I tried making the same request as above in Postman, using the same bearer token. Everything worked fine.
I bet you're now thinking "That's great, but where can I get that cdsaModelId
?" I had the same thought. As it transpires, if you hit refresh on your page whilst in the Power BI Service, the browser will make a request that looks like this:
As you can see, the endpoint https://<baseUrlForYourRegion>//powerbi/metadata/app?preferReadOnlySession=true
doesn't have any notion of the workspace you're currently in. From what I can tell, the request seems to return lots of details about all the artifacts in all the (V2?) workspaces that you have access to in your tenant.
As you can imagine, the response payload is therefore quite large. It does contain what we need, though. There's an attribute called cdsaModels
which seems to list out the dataflows that live in V2 workspaces that you have access to. I think it may also list out some deleted dataflows in those same workspaces (but that might be wrong). Anyway, the object we're after looks like this:
The id
is the cdsaModelId
we saw at the start of the blog. The displayName
is the name of your Dataflow. More crucially, the objectId
is the ID of your Dataflow that you see in the url when you navigate to your Dataflow (i.e. the ID that you use for interacting with a specific dataflow in the Dataflows REST API).
This means that as long as you have the object ID of your Dataflow, you can hit this endpoint, extract the cdsaModels
attribute, and easily locate your target Dataflow.

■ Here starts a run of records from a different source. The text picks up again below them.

Issue #416, opened 2019-04-18
Clear button on Input Configuration works weird


RunisDauphin:
I expect it should clean only the button configuration you are in.

### Actual behavior

It cleans all the buttons, and there is no button to eliminate only one button.
The only way I can do it is by manually change them in vbam.ini and search for the wanted command.

rkitover:
you can press backspace to delete a button

rkitover:
I could add a button next to each box to clear it, and rename the bottom clear button "reset".

RunisDauphin:
That would be great. By now, this is the only emulator I found that does this kind of things.

Thanks for your attention, M. Kitover.

Issue #362, opened 2019-02-02
Default Game Keys


rkitover:
I want to get some feedback from users about your preferred game keys (and any other keys you use) to see if changing the defaults makes sense.

Here is what I propose:

| keys | GBA keys |
|------|-----------|
| WASD | direction
| `[]` | a / b |
| P\ | l / r |
| enter | start |
| backspace | select |

other default keys like speedup would be somewhere in the `[]` area as well.

Also want to change the default joystick binds to match the 360/xbone controller.

Please let me know what you think.

Rambin:
It depends on what game I'm playing.
For example, I use WSAD for direction and [K][J][L][;] for ABLR when playing Metroid, and [J][K][U][I] for ABLR when playing Gyakuten Saiban.
Is it possible to save key setting seperately for a game?

rkitover:
That sounds like a nice feature to add, or perhaps configuration profiles of some sort.

RunisDauphin:
As far as I know, previous versions of VBA-M, the original VBA and VBA-RR allow to configure up to 4 different sets of keys, leaving you the chance of changing between games or even setting a local multiplayer.

I have never tested it with a multiplayer, but I did some times set two different sets: one with my keyboard and the other one with my beloved Black European Gamecube controller (because we gotta remember that VBA and some of the forks of that time did not allow to assign more than one command to any button), so I could change it whenever I wanted it. Including this feature for this characteristic (and local multiplayer) would be pretty pointless, since you can assign several commands to a single button in the newer versions of VBA-M, but for using different sets for different games, sounds great.

Thanks for hearing me, and much welcomed for providing some help and ideas. If someone wants to tell Endrift about this, feel free to do.

P.S.: If someone wants a configuration for a Gamecube controller through a vJoy device, this is what I recommend (always preceded by "Joy1-", where Joynumber is your number of port, being 1 the one at your right):
A: Button0 (A)
B: Button1 (B)
L: Button6 (L)
R: Button5 (R)
START: Button7 (START)
SELECT: Button4 (Z)
Up: Button8 (D-Up) and/or Axis1- (A-Up)
Down: Button9 (D-Down) and/or Axis1+ (A-Down)
Left: Button10 (D-Left) and/or Axis0- (A-Left)
Right: Button11 (D-Right) and/or Axis0+ (A-Right)

denisfa:
We could have a profile per game, that could be a `ini` file with the name of the game.
[...]

PR #467, opened 2019-07-11
General enhancements.

denisfa:
@rkitover Here I have some enhancements that I have been working on. They finish some issues, as per commit messages (the 3 currently open for project `v2.1.7`), but are mostly some code that I wanted to study.

Feel free to comment about whatever you want of the code.


src/wx/guiinit.cpp
```diff
@@ -3330,10 +3330,36 @@ bool MainFrame::BindControls()
...
         {
+#ifndef NO_ONLINEUPDATES
             // Online Auto Update check frequency
             getrbi("UpdateNever", gopts.onlineupdates, 0);
             getrbi("UpdateDaily", gopts.onlineupdates, 1);
             getrbi("UpdateWeekly", gopts.onlineupdates, 7);
+#else
+            wxWindowList &children = d->GetChildren();
+            std::vector<wxWindow*> forDeletion;
+            for (wxWindowList::Node *node = children.GetFirst(); node; node = node->GetNext())
```
rkitover: This is cool, but is this really necessary? Not displaying the controls would probably be enough. Fine with me either way though.

rkitover:
Other than that, everything looks awesome!

src/wx/guiinit.cpp
denisfa: Is there a way to hide all elements from a `<object class="sizeritem">` or `<object class="wxBoxSizer">`? I did not find a easy way to do this, like I am doing at the moment (by selecting something with label/name equals to what I want to remove).

Since I was already doing the entire selection, I decided to delete these controls.

denisfa:
> Honestly I'd much prefer WASD for direction, and ENTER for START and BACKSPACE for SELECT. Unless you have strong objections.
> 
> Other keys can be:
> 
> A: DELETE, `:`
> B: END, `"`
> L: INSERT, P
> R: HOME, `[`
> 
> This way we support both full and compact layouts comfortably.
> 
> What do you think?

What keyboard layout do you have in mind here? I agree with changing; this feels better for notebooks indeed. Another thing, about the XBOX 360 controller: the D-PAD or the analog for the keys? At the moment, I set the left analog. But thinking again, It feels like the D-PAD would be more intuitive.

About the current choice, It was very subjective; I use the PT-BR ABNT2 layout.

retro-wertz:
just incase my suggestion still matters... https://github.com/visualboyadvance-m/visualboyadvance-m/issues/362#issuecomment-510693715

denisfa:
@rkitover Here it is. There are some extras, like #416. It was almost automatically since I had to check the XRC file for input configuration. I will just squash the WIP's and it is good to go.

rkitover:
All of this looks good, and I like your choices for the keybinds. Are you ready for merging?

rkitover:
Also, if it's possible it would be good to use both the joystick hat and the left analog stick, some people prefer the stick, but the hat should definitely be bound by default.

denisfa:
> Also, if it's possible it would be good to use both the joystick hat and the left analog stick, some people prefer the stick, but the hat should definitely be bound by default.

@rkitover Ok, I will do that. I was talking about those 2 WIP between commits. I forgot about them. I will signal here when it is ready to merge.

rkitover:
@denisfa is this ready for merging? Looks good to me.

denisfa:
@rkitover Sorry, I was working on the vid recording and completely forgot about this. Yeah, it is ready.

There is one thing that I wrote down: the shortcut for opening recently played games (`CTRL + F{1,10}`) is not working on Linux; it is not reaching the app. I was going to suggest to replace these with `CTRL + {1,10}`, but wanted to further investigate if this is a Linux thing only or something else; but this can be done in a separate merge request.

rkitover:
I will look into that, I've done some stuff with the accelerators.

I do not recommend CTRL+1 because we wanted to reserve this for features like geometry shortcuts.

rkitover:
Also I really appreciate the nice git history, nice work!

rkitover:
I have a gentoo + KDE setup and the CTRL + F1 accelerator works fine for me.

Going to test on windows.

What are you using?

rkitover:
Works fine on windows too.

denisfa:
> I have a gentoo + KDE setup

Ah, I see you are a man of culture as well.

I use XFCE over here, but have quite some stuff from Xorg customized. It is probably one of them. 

Just a final question, if you don't mind: when you load a new game, does the accelerator for the new game works too, as in without needing to close the app first?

If you have a keen eye, you may have noticed that the above object actually includes a lastRefreshStatus
attribute. This means that we don't even need the first endpoint we spoke about earlier. However, this endpoint's response is much larger - if you're wanting to poll frequently (every couple of seconds), you may want to hit this endpoint first, grab the cdsaModelId
, and then poll the first endpoint we discussed.
And that's it!
Hacky, I know. But this solution to get the refresh history is better than no solution at all! Hopefully the Power BI team will add a "Get Refresh History In Group" endpoint to the Dataflows API in the near future, but for now this method should serve your needs.